Consider your needs when setting healthy boundaries
When someone asks something of you, consider whether it may violate your physical, sexual, intellectual, emotional, financial, material, or time boundaries by asking yourself the following questions:
- Is it something I genuinely want to do?
- Do I have the time to commit to it?
- Do I have the physical and/or emotional energy for it?
- Will it put a strain on my finances?
Therapy can help you set boundaries and improve mental health
Cognitive behavioral therapy (CBT) generally emphasizes reframing unhelpful thought patterns, building healthy coping skills, managing stress, and learning how to be assertive about boundaries. Research shows CBT can promote self-compassion and reduce avoidant behaviors, rumination, and perfectionism. Additional studies have found that CBT can improve healthy assertiveness and self-efficacy.

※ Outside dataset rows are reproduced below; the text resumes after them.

PR #830, opened 2023-02-16
fixes for secondary indexes and integration tests

garrensmith:
## Describe your changes

chore: Enable secondary index writes for tests

fix: Ignore missing fields for arrrays fields

fix: Refactor the way the iterator was chosen for reading the docs.
There was a subtle bug because the variables were declared at the top.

Finding mental health support through online therapy
For people who feel more comfortable talking about emotions when they aren’t face-to-face with a therapist, or for those who don’t have time to commute to a therapist’s office, online therapy through a platform like BetterHelp may be a more convenient option. You can make a phone call, communicate via online chat, or participate in a videoconference, depending on your preferences.
While more research may be needed regarding the efficacy of online therapy for helping adults set healthy boundaries, existing studies suggest that online and in-person therapy tend to have the same level of effectiveness. Both options can be valid for those interested in seeking professional help.
Takeaway
Frequently asked questions
Read more below for answers to questions commonly asked about setting healthy boundaries.
What is the purpose of establishing boundaries?
Establishing boundaries can inform others of how you want to be treated, whether related to physical space, emotions, sex, material items, time, and more. Establishing and enforcing boundaries can be an act of caring for yourself.